-- WHAT TO PRODUCE --
Reproduce the records that follow exactly as they appear.

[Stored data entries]

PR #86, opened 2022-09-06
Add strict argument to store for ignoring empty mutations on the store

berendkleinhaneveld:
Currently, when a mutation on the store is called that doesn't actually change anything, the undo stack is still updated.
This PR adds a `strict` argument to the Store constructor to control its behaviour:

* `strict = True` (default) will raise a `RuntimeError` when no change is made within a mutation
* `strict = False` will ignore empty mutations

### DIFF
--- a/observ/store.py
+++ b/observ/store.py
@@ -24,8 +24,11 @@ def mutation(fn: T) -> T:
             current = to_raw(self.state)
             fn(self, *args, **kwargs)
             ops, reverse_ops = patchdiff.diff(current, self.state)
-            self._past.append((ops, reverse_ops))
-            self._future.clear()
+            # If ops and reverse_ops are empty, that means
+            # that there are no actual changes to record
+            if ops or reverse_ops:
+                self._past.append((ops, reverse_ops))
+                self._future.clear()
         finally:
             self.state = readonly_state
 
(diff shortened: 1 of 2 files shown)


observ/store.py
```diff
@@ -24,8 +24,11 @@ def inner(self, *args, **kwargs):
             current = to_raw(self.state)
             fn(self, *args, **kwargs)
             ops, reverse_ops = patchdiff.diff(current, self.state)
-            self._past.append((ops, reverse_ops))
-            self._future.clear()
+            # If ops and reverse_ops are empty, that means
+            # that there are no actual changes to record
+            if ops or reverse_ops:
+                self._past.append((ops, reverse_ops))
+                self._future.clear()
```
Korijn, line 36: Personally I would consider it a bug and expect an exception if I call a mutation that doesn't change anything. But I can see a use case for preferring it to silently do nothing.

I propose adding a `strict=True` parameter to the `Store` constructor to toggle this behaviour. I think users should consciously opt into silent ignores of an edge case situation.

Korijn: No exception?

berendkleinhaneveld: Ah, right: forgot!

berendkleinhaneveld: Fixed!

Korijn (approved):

-- RESPONSE TO THE EXERCISE --
PR #86, opened 2022-09-06
Add strict argument to store for ignoring empty mutations on the store

berendkleinhaneveld:
Currently, when a mutation on the store is called that doesn't actually change anything, the undo stack is still updated.
This PR adds a `strict` argument to the Store constructor to control its behaviour:

* `strict = True` (default) will raise a `RuntimeError` when no change is made within a mutation
* `strict = False` will ignore empty mutations

### DIFF
--- a/observ/store.py
+++ b/observ/store.py
@@ -24,8 +24,11 @@ def mutation(fn: T) -> T:
             current = to_raw(self.state)
             fn(self, *args, **kwargs)
             ops, reverse_ops = patchdiff.diff(current, self.state)
-            self._past.append((ops, reverse_ops))
-            self._future.clear()
+            # If ops and reverse_ops are empty, that means
+            # that there are no actual changes to record
+            if ops or reverse_ops:
+                self._past.append((ops, reverse_ops))
+                self._future.clear()
         finally:
             self.state = readonly_state
 
(diff shortened: 1 of 2 files shown)


observ/store.py
```diff
@@ -24,8 +24,11 @@ def inner(self, *args, **kwargs):
             current = to_raw(self.state)
             fn(self, *args, **kwargs)
             ops, reverse_ops = patchdiff.diff(current, self.state)
-            self._past.append((ops, reverse_ops))
-            self._future.clear()
+            # If ops and reverse_ops are empty, that means
+            # that there are no actual changes to record
+            if ops or reverse_ops:
+                self._past.append((ops, reverse_ops))
+                self._future.clear()
```
Korijn, line 36: Personally I would consider it a bug and expect an exception if I call a mutation that doesn't change anything. But I can see a use case for preferring it to silently do nothing.

I propose adding a `strict=True` parameter to the `Store` constructor to toggle this behaviour. I think users should consciously opt into silent ignores of an edge case situation.

Korijn: No exception?

berendkleinhaneveld: Ah, right: forgot!

berendkleinhaneveld: Fixed!

Korijn (approved):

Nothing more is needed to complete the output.